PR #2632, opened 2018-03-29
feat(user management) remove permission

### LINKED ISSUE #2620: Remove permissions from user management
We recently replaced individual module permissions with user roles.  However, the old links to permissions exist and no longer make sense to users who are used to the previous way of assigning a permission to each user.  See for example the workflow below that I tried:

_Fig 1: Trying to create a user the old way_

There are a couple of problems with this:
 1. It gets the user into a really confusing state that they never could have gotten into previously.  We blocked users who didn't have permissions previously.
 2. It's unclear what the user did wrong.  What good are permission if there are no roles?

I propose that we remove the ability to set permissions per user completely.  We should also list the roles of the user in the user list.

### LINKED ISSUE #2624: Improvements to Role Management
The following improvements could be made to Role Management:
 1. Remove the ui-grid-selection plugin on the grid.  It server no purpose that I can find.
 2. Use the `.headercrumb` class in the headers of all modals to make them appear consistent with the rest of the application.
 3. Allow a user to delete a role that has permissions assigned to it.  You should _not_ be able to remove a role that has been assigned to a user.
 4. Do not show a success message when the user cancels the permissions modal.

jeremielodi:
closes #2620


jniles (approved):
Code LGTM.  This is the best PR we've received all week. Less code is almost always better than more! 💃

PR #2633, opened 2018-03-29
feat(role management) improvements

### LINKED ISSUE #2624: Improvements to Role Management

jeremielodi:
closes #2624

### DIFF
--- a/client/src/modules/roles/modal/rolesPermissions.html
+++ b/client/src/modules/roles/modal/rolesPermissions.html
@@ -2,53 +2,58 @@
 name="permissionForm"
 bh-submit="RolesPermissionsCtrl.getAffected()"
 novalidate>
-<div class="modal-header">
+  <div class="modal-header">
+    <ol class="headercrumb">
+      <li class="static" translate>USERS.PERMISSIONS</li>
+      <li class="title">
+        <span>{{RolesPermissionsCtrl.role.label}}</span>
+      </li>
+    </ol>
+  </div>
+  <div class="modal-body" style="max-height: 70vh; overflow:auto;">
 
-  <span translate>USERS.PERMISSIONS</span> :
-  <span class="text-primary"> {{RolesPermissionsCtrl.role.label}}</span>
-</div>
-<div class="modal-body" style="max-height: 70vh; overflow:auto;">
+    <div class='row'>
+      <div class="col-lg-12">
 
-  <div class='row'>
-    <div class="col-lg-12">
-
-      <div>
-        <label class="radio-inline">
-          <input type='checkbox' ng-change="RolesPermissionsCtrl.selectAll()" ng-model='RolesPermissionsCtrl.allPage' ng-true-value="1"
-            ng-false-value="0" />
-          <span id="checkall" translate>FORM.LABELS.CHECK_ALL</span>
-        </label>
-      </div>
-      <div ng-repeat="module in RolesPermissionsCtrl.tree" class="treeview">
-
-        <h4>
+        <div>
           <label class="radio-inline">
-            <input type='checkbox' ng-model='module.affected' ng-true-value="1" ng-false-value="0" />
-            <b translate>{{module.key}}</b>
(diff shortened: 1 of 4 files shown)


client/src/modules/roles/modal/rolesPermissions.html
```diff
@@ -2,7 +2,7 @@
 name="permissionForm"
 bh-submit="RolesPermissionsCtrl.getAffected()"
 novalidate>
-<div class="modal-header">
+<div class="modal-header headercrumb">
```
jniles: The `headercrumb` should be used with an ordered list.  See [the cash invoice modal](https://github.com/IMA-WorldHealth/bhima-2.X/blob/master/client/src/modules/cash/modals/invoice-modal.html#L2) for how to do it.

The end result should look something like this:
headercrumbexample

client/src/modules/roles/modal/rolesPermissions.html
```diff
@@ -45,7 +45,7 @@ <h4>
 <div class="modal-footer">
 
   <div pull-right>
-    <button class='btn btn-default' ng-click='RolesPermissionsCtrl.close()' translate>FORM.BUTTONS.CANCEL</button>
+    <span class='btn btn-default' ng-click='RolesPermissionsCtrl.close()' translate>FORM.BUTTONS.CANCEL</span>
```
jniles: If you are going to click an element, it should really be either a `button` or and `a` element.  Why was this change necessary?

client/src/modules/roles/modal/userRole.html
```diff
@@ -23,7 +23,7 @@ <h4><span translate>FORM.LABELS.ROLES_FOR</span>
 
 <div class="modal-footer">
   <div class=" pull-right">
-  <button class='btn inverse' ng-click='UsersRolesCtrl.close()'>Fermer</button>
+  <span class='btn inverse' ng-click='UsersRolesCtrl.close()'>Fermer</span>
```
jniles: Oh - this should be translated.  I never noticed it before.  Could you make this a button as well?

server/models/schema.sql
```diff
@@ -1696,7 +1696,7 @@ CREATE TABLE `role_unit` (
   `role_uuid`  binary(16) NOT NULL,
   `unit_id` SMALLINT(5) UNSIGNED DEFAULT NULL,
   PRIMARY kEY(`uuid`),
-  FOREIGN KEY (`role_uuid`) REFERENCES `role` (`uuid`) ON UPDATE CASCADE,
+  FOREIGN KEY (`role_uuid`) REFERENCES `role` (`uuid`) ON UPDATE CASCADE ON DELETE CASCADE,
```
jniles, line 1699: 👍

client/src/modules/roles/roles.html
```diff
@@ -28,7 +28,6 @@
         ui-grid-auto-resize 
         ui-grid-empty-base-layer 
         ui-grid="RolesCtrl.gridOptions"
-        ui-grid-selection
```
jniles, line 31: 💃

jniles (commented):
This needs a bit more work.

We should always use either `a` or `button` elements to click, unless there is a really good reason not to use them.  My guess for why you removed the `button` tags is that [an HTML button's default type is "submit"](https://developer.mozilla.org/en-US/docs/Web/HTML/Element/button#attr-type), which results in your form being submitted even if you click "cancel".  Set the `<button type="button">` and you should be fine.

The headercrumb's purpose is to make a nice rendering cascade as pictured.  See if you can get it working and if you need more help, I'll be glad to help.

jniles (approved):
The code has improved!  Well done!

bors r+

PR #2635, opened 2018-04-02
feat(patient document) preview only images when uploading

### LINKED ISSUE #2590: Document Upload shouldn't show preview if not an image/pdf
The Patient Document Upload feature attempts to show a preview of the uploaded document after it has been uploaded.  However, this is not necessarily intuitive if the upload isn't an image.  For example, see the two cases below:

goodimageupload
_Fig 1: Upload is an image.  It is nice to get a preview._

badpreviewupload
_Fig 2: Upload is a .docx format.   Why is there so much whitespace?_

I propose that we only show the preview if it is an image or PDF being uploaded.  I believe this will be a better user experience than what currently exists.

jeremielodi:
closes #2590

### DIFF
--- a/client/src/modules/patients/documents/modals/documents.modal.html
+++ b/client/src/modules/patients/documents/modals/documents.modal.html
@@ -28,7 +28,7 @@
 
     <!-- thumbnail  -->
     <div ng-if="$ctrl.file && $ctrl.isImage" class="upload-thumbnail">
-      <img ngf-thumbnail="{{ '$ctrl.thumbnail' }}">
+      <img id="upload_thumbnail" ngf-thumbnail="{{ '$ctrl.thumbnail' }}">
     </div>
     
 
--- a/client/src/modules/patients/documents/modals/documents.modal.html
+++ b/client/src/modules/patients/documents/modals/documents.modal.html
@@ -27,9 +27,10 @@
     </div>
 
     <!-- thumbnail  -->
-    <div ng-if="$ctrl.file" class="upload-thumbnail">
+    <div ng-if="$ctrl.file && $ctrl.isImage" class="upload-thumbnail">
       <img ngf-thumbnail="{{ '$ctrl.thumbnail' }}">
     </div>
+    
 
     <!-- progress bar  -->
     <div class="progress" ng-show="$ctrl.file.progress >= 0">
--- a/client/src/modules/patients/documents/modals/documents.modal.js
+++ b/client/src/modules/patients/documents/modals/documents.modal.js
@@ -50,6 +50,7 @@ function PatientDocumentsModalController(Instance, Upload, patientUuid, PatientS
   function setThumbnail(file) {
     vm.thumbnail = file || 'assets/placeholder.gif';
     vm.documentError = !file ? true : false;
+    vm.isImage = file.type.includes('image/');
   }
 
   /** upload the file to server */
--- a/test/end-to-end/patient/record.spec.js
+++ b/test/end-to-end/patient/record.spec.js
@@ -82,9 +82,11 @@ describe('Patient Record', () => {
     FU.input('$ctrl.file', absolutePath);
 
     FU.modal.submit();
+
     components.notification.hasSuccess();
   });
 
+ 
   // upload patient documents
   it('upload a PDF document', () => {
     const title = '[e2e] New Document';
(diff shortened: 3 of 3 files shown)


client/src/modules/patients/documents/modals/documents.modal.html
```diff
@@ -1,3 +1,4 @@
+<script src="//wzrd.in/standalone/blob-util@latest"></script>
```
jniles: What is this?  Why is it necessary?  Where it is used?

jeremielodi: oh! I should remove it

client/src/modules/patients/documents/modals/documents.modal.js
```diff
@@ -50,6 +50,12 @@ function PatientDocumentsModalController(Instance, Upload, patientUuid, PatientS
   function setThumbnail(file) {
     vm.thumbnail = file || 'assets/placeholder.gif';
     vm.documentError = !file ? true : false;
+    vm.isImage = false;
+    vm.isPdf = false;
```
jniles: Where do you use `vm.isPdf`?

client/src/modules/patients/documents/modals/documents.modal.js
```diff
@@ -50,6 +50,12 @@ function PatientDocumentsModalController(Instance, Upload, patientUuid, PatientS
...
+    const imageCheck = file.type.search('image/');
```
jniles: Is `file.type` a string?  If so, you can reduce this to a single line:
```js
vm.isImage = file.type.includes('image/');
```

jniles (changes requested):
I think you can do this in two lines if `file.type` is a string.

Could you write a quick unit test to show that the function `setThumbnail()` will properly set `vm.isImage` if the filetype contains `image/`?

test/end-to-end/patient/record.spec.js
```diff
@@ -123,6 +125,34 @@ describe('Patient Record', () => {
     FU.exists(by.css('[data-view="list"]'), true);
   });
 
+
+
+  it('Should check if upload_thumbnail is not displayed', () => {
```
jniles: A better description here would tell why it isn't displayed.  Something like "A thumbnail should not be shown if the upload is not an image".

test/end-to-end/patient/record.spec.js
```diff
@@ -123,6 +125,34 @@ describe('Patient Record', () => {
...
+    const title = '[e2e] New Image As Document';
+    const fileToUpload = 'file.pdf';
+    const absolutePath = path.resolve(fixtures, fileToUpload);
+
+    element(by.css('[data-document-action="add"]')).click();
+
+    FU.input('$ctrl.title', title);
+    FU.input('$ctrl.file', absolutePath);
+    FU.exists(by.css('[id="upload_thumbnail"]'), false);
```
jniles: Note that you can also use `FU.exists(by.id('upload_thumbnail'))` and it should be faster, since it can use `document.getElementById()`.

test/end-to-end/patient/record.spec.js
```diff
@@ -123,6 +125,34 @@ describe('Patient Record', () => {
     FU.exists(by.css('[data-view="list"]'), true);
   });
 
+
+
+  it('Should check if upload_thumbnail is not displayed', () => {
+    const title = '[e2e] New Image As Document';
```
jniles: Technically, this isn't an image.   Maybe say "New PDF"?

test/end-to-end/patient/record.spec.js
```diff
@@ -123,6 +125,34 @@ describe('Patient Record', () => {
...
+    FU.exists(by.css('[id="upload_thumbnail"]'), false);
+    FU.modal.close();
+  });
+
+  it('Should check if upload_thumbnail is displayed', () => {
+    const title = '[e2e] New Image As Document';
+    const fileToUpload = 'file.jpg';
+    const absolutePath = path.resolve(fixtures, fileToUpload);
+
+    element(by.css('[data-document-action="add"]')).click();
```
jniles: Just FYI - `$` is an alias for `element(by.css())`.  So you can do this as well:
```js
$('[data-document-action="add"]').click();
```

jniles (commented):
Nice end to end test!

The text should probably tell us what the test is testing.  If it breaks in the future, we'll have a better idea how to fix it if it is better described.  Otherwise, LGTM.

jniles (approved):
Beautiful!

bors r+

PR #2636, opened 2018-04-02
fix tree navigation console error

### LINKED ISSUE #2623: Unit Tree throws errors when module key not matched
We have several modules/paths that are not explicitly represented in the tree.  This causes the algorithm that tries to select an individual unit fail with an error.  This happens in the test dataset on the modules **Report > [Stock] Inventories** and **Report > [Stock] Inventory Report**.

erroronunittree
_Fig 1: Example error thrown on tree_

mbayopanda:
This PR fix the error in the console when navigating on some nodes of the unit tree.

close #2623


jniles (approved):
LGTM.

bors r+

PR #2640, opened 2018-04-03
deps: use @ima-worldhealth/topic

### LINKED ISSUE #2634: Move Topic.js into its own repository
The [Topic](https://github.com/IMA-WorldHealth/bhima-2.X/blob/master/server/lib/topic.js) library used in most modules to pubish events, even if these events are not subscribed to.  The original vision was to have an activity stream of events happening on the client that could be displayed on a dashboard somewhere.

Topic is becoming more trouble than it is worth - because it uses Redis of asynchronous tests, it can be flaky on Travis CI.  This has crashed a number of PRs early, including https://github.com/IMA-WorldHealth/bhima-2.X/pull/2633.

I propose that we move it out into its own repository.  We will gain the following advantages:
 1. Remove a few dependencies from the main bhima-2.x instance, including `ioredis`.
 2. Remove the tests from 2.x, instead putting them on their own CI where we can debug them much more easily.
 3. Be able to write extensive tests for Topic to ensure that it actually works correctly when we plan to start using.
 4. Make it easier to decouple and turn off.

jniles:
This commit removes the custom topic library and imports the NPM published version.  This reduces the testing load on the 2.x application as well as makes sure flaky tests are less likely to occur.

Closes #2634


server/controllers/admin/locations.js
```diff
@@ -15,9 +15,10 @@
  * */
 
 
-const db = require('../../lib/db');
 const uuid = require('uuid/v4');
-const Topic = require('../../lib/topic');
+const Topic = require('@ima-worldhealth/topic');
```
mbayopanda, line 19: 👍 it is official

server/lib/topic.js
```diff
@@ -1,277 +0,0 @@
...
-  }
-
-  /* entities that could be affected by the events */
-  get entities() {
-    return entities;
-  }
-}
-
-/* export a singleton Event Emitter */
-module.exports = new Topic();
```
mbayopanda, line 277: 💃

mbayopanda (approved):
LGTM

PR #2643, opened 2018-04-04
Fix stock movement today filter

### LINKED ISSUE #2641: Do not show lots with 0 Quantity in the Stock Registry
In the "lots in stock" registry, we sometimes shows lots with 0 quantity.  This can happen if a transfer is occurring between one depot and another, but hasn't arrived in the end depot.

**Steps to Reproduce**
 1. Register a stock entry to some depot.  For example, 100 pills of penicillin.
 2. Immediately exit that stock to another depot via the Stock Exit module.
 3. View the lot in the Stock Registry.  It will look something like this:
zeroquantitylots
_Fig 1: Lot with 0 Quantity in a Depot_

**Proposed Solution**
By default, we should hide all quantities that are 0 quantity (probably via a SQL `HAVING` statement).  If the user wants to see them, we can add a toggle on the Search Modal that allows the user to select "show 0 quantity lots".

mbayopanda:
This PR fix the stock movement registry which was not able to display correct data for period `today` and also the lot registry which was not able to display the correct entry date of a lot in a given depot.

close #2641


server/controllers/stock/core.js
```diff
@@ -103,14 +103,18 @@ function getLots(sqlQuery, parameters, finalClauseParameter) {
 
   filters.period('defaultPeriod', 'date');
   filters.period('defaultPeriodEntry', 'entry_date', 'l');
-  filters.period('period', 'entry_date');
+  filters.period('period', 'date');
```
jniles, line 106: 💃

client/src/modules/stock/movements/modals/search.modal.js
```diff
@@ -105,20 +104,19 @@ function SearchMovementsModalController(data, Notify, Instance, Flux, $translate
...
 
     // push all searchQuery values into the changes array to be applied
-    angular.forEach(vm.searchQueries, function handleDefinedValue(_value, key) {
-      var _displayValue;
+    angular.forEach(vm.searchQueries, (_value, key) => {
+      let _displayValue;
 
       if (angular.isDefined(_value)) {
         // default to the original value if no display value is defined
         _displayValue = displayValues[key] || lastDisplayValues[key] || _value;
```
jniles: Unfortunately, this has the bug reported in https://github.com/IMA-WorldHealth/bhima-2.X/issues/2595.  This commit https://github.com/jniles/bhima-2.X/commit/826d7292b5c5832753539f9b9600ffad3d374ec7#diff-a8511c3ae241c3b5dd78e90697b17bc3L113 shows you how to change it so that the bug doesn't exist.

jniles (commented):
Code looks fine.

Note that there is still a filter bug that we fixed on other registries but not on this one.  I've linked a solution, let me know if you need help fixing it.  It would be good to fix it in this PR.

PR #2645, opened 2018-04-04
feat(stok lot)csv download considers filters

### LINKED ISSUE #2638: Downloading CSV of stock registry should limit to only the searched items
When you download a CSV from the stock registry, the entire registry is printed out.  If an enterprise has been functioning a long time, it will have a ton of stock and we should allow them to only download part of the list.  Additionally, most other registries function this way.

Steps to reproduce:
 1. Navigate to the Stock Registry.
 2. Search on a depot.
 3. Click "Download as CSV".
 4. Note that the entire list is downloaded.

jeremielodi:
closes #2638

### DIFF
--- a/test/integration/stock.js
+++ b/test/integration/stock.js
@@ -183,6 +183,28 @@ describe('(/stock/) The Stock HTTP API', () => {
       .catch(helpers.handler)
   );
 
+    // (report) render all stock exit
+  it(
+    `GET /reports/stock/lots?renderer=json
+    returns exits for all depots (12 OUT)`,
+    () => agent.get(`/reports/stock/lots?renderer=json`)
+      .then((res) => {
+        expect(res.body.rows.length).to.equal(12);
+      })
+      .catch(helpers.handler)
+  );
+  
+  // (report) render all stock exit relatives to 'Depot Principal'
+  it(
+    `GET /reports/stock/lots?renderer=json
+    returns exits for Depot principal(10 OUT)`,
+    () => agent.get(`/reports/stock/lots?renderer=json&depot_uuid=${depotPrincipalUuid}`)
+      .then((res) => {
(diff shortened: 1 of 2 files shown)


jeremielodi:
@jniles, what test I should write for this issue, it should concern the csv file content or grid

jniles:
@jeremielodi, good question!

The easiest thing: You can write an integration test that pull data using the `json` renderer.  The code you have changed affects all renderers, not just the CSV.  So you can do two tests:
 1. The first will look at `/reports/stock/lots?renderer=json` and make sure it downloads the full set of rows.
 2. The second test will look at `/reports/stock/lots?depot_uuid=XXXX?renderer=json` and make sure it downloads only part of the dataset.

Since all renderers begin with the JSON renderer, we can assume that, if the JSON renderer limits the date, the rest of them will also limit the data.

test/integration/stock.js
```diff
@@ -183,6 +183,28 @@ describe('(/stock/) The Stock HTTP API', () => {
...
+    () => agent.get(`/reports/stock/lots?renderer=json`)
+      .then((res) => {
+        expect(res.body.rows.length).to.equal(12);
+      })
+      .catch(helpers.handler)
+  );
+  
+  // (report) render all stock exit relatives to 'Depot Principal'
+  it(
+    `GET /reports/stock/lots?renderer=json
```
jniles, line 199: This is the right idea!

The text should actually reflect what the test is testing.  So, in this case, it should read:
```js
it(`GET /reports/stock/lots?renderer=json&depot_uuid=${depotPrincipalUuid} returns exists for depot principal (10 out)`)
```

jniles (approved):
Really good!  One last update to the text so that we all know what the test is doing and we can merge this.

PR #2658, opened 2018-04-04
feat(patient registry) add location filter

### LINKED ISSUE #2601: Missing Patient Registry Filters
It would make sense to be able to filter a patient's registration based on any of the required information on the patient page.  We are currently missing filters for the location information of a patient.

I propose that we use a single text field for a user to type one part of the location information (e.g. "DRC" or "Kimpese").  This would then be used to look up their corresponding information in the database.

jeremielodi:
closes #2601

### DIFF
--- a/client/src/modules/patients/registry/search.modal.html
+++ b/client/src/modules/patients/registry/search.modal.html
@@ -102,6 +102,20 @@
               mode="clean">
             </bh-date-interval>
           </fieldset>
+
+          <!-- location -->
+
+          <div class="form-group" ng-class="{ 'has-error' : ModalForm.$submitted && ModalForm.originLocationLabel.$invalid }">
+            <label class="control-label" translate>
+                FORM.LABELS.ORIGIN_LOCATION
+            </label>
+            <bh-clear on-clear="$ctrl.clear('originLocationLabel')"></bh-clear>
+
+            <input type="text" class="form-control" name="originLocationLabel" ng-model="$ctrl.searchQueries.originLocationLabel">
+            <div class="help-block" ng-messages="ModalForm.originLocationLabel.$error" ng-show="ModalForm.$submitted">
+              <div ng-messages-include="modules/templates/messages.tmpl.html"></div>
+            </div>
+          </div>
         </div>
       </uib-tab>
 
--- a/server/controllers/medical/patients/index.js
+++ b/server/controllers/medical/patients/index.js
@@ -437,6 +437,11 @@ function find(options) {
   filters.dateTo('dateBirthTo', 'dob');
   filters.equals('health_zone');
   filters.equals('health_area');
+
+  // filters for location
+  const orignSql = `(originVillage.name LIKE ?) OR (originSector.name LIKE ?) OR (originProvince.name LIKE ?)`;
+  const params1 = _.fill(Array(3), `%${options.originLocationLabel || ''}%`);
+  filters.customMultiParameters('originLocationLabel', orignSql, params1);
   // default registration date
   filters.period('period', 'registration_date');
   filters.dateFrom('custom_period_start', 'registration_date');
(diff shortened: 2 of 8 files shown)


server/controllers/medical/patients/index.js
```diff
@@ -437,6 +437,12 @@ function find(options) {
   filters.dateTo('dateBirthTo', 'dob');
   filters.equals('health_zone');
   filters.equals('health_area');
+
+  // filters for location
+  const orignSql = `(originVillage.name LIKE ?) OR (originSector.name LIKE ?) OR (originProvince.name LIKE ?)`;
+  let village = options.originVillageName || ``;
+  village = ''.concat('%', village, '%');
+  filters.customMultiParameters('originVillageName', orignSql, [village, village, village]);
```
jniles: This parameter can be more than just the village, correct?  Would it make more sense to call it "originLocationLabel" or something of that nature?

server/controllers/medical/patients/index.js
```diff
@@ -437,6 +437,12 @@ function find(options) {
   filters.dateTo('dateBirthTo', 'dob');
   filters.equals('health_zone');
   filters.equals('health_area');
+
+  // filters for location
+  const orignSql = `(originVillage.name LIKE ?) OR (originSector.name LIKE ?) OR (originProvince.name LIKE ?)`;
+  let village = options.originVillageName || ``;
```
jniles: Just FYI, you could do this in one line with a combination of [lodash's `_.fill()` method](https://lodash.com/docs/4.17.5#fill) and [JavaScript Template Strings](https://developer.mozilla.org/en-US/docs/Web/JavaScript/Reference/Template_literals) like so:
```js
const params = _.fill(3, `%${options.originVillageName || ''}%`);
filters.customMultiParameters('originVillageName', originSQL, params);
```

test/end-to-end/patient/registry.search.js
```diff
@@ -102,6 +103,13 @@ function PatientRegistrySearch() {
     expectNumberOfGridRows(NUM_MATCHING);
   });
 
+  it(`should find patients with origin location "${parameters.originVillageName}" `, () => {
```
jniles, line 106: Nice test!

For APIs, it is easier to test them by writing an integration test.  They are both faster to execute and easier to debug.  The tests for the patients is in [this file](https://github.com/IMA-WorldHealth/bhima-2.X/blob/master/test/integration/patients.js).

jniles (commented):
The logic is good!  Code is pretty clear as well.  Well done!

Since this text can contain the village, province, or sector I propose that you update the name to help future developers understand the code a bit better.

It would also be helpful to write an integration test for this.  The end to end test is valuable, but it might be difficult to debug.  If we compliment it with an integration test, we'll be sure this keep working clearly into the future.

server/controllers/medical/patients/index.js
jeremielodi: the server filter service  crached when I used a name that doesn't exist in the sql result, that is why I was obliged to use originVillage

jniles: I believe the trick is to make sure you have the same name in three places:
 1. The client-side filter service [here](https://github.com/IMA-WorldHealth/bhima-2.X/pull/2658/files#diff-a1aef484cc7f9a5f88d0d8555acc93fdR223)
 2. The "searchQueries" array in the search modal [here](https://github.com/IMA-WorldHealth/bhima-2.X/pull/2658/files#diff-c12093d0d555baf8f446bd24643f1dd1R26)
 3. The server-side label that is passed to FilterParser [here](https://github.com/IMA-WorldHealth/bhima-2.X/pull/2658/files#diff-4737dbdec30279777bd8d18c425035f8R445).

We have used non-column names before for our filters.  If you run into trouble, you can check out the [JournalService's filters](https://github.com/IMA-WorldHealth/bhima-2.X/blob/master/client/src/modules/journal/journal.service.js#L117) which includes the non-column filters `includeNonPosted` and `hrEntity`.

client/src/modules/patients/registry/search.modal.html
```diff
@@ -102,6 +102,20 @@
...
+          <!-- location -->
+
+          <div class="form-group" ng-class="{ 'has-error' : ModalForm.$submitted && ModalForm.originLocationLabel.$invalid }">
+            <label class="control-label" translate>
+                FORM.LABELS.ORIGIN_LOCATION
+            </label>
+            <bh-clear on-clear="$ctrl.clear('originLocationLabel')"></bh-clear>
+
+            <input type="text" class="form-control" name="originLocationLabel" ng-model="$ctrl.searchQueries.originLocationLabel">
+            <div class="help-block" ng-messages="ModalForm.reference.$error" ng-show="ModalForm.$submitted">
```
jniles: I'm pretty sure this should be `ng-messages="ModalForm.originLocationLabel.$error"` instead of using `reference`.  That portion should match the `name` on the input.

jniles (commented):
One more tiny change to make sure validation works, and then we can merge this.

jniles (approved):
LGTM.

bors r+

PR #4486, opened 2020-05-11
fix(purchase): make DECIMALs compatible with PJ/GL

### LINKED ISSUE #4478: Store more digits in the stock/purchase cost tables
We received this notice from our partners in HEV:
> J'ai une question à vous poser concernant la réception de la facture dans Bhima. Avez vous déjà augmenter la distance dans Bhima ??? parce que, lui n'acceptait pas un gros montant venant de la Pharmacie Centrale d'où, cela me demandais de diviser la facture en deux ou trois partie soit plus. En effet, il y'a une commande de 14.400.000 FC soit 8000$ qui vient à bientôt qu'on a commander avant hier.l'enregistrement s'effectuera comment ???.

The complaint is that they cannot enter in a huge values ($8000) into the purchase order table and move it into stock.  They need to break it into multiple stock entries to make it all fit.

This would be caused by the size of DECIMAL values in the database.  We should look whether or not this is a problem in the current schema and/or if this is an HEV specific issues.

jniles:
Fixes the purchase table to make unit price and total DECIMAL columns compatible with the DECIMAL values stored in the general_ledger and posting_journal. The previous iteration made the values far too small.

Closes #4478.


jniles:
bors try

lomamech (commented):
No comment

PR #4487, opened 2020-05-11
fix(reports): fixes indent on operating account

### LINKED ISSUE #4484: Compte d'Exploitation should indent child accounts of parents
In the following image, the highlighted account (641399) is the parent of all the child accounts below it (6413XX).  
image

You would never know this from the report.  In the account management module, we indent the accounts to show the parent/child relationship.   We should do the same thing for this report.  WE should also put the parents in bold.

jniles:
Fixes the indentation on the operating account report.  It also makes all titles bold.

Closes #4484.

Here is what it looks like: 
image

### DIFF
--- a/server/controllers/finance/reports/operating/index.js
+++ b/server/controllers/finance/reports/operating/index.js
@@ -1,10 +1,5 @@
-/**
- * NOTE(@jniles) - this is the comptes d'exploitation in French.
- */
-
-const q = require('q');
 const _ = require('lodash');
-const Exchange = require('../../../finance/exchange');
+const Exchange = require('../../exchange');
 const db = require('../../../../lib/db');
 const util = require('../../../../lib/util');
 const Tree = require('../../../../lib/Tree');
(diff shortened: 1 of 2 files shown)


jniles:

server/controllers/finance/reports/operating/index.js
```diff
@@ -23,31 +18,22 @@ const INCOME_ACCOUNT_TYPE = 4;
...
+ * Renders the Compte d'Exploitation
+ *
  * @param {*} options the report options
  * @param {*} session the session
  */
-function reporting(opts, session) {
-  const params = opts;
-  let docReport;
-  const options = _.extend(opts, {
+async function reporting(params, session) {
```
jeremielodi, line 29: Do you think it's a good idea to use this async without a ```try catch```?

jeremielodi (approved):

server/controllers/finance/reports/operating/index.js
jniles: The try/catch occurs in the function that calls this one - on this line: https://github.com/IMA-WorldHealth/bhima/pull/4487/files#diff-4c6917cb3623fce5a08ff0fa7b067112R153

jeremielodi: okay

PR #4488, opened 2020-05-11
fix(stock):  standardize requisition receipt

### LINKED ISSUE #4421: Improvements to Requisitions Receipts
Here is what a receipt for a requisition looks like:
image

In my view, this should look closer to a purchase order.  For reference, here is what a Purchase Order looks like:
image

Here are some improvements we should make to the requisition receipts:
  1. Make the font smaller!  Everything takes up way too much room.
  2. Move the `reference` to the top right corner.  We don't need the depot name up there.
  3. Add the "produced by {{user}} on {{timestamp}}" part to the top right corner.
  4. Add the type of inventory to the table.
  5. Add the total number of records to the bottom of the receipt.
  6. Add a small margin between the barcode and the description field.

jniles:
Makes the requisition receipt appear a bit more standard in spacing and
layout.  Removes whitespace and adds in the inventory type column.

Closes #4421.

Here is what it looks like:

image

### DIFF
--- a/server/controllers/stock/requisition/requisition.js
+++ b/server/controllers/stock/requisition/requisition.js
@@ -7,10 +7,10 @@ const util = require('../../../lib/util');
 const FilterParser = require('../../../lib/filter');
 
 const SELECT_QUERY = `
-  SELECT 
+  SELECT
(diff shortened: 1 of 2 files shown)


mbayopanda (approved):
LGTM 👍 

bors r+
_ _ _ _ _ _ _
WHAT NEEDS TO BE DONE →
Word for word, reproduce the lines of the listing from the first one through the line containing "We recently replaced", and no more.

ANSWER SECTION →
PR #2632, opened 2018-03-29
feat(user management) remove permission

### LINKED ISSUE #2620: Remove permissions from user management
We recently replaced individual module permissions with user roles.  However, the old links to permissions exist and no longer make sense to users who are used to the previous way of assigning a permission to each user.  See for example the workflow below that I tried:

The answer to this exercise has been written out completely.